> Work to be completed: The answer must consist of every line below containing "this".

> Information provided:

PR #4529, opened 2018-06-18
Add possibility to define default params for a single route

vcebotari:
**Motivation**: i want to be able to set default param on a single route, not for entire stack of routes,
for now i can only set 'initialRouteParams' and need this workaround to solve my problem.

**Problem**: i have some categorized list of articles what are in different tabs, want to set header title from route params what i set in default route(tab) params.

**Now it's look like**:
```
Tab1: {
    index: 0,
    params: { title: 'Title 1', url: '/' },
    screen: props => (
      <NewsScreen {...props} />
    ),
 },
Tab2: {
    index: 1,
    params: { title: 'Title 2', url: '/' },
    screen: props => (
      <NewsScreen {...props} />
    ),
 },

```

### DIFF
--- a/src/routers/SwitchRouter.js
+++ b/src/routers/SwitchRouter.js
@@ -56,7 +56,7 @@ export default (routeConfigs, config = {}) => {
 
   function resetChildRoute(routeName) {
     const params =
-      routeName === initialRouteName ? initialRouteParams : undefined;
+      routeName === initialRouteName ? initialRouteParams : routeConfigs.params ? routeConfigs.params : undefined;
     const childRouter = childRouters[routeName];
     if (childRouter) {
       const childAction = NavigationActions.init();
--- a/src/routers/SwitchRouter.js
+++ b/src/routers/SwitchRouter.js
@@ -56,7 +56,11 @@ export default (routeConfigs, config = {}) => {
 
   function resetChildRoute(routeName) {
     const params =
-      routeName === initialRouteName ? initialRouteParams : routeConfigs.params ? routeConfigs.params : undefined;
+      routeName === initialRouteName
+        ? initialRouteParams
+        : routeConfigs[routeName].params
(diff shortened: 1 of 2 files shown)


vcebotari:
can we refuse to initialRouteParam, and use only params from the route ?

brentvatne:
heya @vcebotari - could we call this `initialParams` instead?

ericvicenti:
imo, `defaultParams` would be a more accurate name for this

src/routers/SwitchRouter.js
```diff
@@ -56,7 +56,11 @@ export default (routeConfigs, config = {}) => {
 
   function resetChildRoute(routeName) {
     const params =
-      routeName === initialRouteName ? initialRouteParams : undefined;
+      routeName === initialRouteName
+        ? initialRouteParams
```
ericvicenti: shouldn't this be `{...initalRouteParams, ...routeConfigs[routeName].params }`

brentvatne:
yeah let's do `defaultParams` good call @ericvicenti

src/routers/SwitchRouter.js
vcebotari: yeah, that's better )

vcebotari: @ericvicenti , should we assign initialRouteParams to every child route? or ,
let "initalRouteParams" - for initial route, and simply add defaultParams to child route ?

vcebotari:
@brentvatne , @ericvicenti , if we will use something like: `{...initalRouteParams, ...routeConfigs[routeName].defaultParams }`, maybe we should rename `initialRouteParams` to `defaultStackParams`...

brentvatne:
closing this in favour of: https://github.com/react-navigation/react-navigation-core/pull/11

thanks for getting the ball rolling here!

> Output:
for now i can only set 'initialRouteParams' and need this workaround to solve my problem.
heya @vcebotari - could we call this `initialParams` instead?
imo, `defaultParams` would be a more accurate name for this
ericvicenti: shouldn't this be `{...initalRouteParams, ...routeConfigs[routeName].params }`
closing this in favour of: https://github.com/react-navigation/react-navigation-core/pull/11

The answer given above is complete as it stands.